Extent of damage to AstraZeneca vaccine’s perceived safety in Europe revealed

Matthew SmithLead data journalist
March 07, 2021, 1:44 PM UTC

A new YouGov survey shows that the vaccine is lagging behind Pfizer and Moderna alternatives in Europe, where in the UK it is seen as equally safe

Following the spat between the EU and Britain over supplies of the AstraZeneca COVID-19 vaccine, there seems to have something of a campaign to damage the reputation of the vaccine on the continent.

German newspaper Handelsblatt, having been briefed by “members of the governing coalition”, published a prominent article saying the AZ vaccine was only 8% effective among the over-65s, a claim that would soon be debunked.
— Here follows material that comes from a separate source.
PR #2447, opened 2022-07-08
Update license-check.yml

kezhenxu94:
We have a dedicate GitHub actions for header check so this should be updated, and we don't recommend using `@main` so there is no unexpected behaviors when we have changes in our codebase.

The German national vaccine committee refused to approve the AstraZeneca vaccine for the over-65s, only did so at the beginning of March. The same happened in France. Anecdotal reports have emerged across the continent of people refusing to take the vaccine, amid stories that supplies of the jab are sitting untouched in warehouses.

Now a new YouGov survey shows the extent of the damage done to the perceived safety of AstraZeneca vaccine.

In Britain perceptions of the AstraZeneca vaccine’s safety have improved at the same rate as the Pfizer and Moderna equivalents, but on the continent it has failed to make the same gains

In the UK, the Pfizer and AstraZeneca vaccines are seen as equally safe: 79% say the Pfizer vaccine is safe, and 81% say the same of the AZ vaccine. In both cases this represents an improvement from the previous time we asked the question in December – up from 66% in the case of Pfizer and from 63% in the case of AstraZeneca. The Moderna vaccine is seen as safe by 64% - while this figure is lower, the vaccine is no more likely to be seen as actively unsafe (all three vaccines score 5-6% on this measure), with Britons instead much more likely to say they don’t know (31%, vs 14-15%).

In other European countries, however, there is a stark difference between attitudes AstraZeneca compared to the other two vaccines.

In Germany, the proportion of people who think the Pfizer vaccine is safe has risen from 53% in December to 66% now. At the same time, the number who think it is unsafe has fallen from 25% to 19%. Over the same time period, the safety figure for the Moderna vaccine has risen from 37% to 54%, with the number of unsafe perceptions has stayed about the same (25%, compared to 28% in December).

But when it comes to the AstraZeneca vaccine, while the number considering it safe has risen from 35% to 43%, this is coupled with an increase in the number believing it to be unsafe, from 30% to 40%.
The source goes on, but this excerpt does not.